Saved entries
PR #678, opened 2026-08-06
refactor(execution-factory): remove the intcomp internal-component registration surface

sh00tg0a1:
## Background

The execution factory exposes four `intcomp` (internal component) registration endpoints. Counting actual callers:

| Endpoint | Callers |
|---|---|
| `POST /internal-v1/impex/intcomp/import/:type` | context-loader and bkn-agent startup sync |
| `POST /{internal-v1,v1}/operator/intcomp` | none |
| `POST /internal-v1/mcp/intcomp/{register,unregister/:mcp_id}` | none |
| `POST /{internal-v1,v1}/tool-box/intcomp` | none |

Only one of the four was ever called; the other three have had zero callers since they shipped. Once #676 and #677 stop those two startup syncs, the whole internal-component registration mechanism has no purpose left.

**Merge gate: #676 and #677 must be merged and deployed first.** Otherwise the old context-loader / bkn-agent images retry forever against a deleted route and log 404s.

## What was removed

**Routes** — `rest_private_handler.go`, `operator_handler.go` (internal and public), `mcp_handler.go`, `toolbox_handler.go` (internal and public)

**Handlers** — `driveradapters/operator/internal.go`, `driveradapters/toolbox/internal_toolbox.go`, `driveradapters/mcp/builtin.go`, plus the interface declarations in the three `index.go` files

_Brief_.
Nothing in the records may be dropped; reproduce them exactly.

_Answer space_.
PR #678, opened 2026-08-06
refactor(execution-factory): remove the intcomp internal-component registration surface

sh00tg0a1:
## Background

The execution factory exposes four `intcomp` (internal component) registration endpoints. Counting actual callers:

| Endpoint | Callers |
|---|---|
| `POST /internal-v1/impex/intcomp/import/:type` | context-loader and bkn-agent startup sync |
| `POST /{internal-v1,v1}/operator/intcomp` | none |
| `POST /internal-v1/mcp/intcomp/{register,unregister/:mcp_id}` | none |
| `POST /{internal-v1,v1}/tool-box/intcomp` | none |

Only one of the four was ever called; the other three have had zero callers since they shipped. Once #676 and #677 stop those two startup syncs, the whole internal-component registration mechanism has no purpose left.

**Merge gate: #676 and #677 must be merged and deployed first.** Otherwise the old context-loader / bkn-agent images retry forever against a deleted route and log 404s.

## What was removed

**Routes** — `rest_private_handler.go`, `operator_handler.go` (internal and public), `mcp_handler.go`, `toolbox_handler.go` (internal and public)

**Handlers** — `driveradapters/operator/internal.go`, `driveradapters/toolbox/internal_toolbox.go`, `driveradapters/mcp/builtin.go`, plus the interface declarations in the three `index.go` files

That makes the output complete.